The male reproductive system in Ch. osmiae contains two testes, paired deferent ducts, an unpaired ejaculatory duct which opens at the tip of the aedeagus, as well as an unpaired accessory gland. Testes are located asymmetrically on the right side in the posterior part of the idiosoma: the right testis occupies a lateral position, whereas the left one is shifted dorsally (Fig. 7A). Depending on the specimen, the left testis may be longer and runs under the dorsal cuticle up to the level of the fourth coxae, or, alternatively, both testes can terminate earlier, close to the level of the aedeagus (compare Figs 6 and 7B).
Abbreviations: IV – leg IV; asterisk – germarium; a – anal slit; AG – male accessory gland; col – postcolon; DE – ejaculatory duct; OG – opisthonotal gland; LVD – left deferent duct.
The arrangement of deferent ducts is complicated. The left duct starts at the posterior end of the left testis then runs forward under the accessory gland to eventually pass to the right side in front of the anal atrium.
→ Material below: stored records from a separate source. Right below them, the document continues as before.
PR #513, opened 2017-03-12
limit the number of circle in the list of transaction

pfrancois:
fava show all the posting in one transaction.
usually it is ok, but i have a case where it is problematic.
business case:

The right duct appears ventrally in the central part of the right testis and runs antero-ventrally to fuse with the left deferent duct into the ejaculatory duct.
The ejaculatory duct (Figs 6B, 7B) is a tube (lumen diameter narrowing approx. from 6 µm to 2 µm) with cuticle lining, entering the aedeagus and opening at its tip (Fig. 6B).
A pyriform male accessory gland (diam. ca. 90-100 µm) (Fig. 7A) is located on the left side of the idiosoma and extends from the posterior end of the idiosoma up to the level of the coxae of the fourth leg. The wall of the gland is variable in thickness and forms several concavities mainly in its rear part and along its dorsal surface. The lumen is filled with a homogeneous lucent material (Fig. 7A). The gland empties ventrally into the left deferent duct approximately at the level of the anterior margin of the anal atrium.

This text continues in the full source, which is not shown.